Por supuesto, no será fácil. Habrá que vencer, en muchos casos, la endogamia particularista inherente a un sistema que ha ido conformándose comunidad autónoma por comunidad autónoma, sin atender a lo general y común al conjunto del país. Bastará con echar una ojeada a los libros de texto editados en Cataluña, Baleares, Comunidad Valenciana, Galicia, País Vasco o Navarra, e imaginar su proyección en el aula, para convencerse de que los nacionalismos periféricos no han escatimado ocasión para incumplir aquella regla práctica de Jules Ferry, la que aconsejaba al maestro preguntarse “si un padre de familia, uno solo (…), presente en su clase y a la escucha, podría negar su asentimiento a lo que le oiría decir”. O bastará con percatarse de que en algunas de esas autonomías la lengua oficial del Estado está del todo proscrita como lengua vehicular de la enseñanza obligatoria, y de que en otras lleva camino de estarlo.

Para aspirar a tener una ciudadanía crítica, la educación ha de poder librarse de esas disfunciones de sesgo marcadamente ideológico. A veces sería suficiente la simple aplicación de la ley para lograrlo; piénsese, por ejemplo, en una Alta Inspección Educativa que fuera realmente efectiva. Y es que el ejercicio de la crítica requiere de una ciudadanía en cuya educación hayan intervenido principalmente la clase de maestros con los que soñaba Ferry. Unos maestros que hayan sido capaces de insuflar en sus alumnos, desde la más tierna edad, ese afán por el conocimiento. Es a partir de ahí que esa conciencia crítica que lleva aparejada la curiosidad intelectual, ese preguntarse a cada paso sobre el porqué de las cosas, ese ir más allá –mediante el esfuerzo– de lo que uno encuentra en el camino, traerá consigo la formación de una ciudadanía consciente de sus derechos y deberes y del papel que le corresponde jugar, en consecuencia, en los asuntos públicos del país.

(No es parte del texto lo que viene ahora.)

PR #1608, opened 2022-05-08
[SYSTEMDS-3371] Federated monitoring backend communication with worker nodes

MKehayov:
Implements worker registration in the backend, currently with derby as a local database, but the DB solution can be easily changed, just by implementing the IRepository interface. Once the worker is registered, statistics can be requested, and the FedStatsCollectFunction is used, sending FederatedUDF to the worker. To start the monitoring backend process, a solution similar to the starting of worker nodes is implemented with the "-fedMonitor" flag.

Del mismo modo que el pensamiento crítico no es sino pensamiento exprimido al máximo –por lo que todo pensamiento que se precie debería ser, al cabo, crítico–, una ciudadanía crítica no es sino una ciudadanía que ha ejercido sin cortapisas lo que el propio término lleva implícito –a saber,  la condición de ciudadano–. Y nada de eso resulta siquiera concebible sin una educación garantista y de calidad.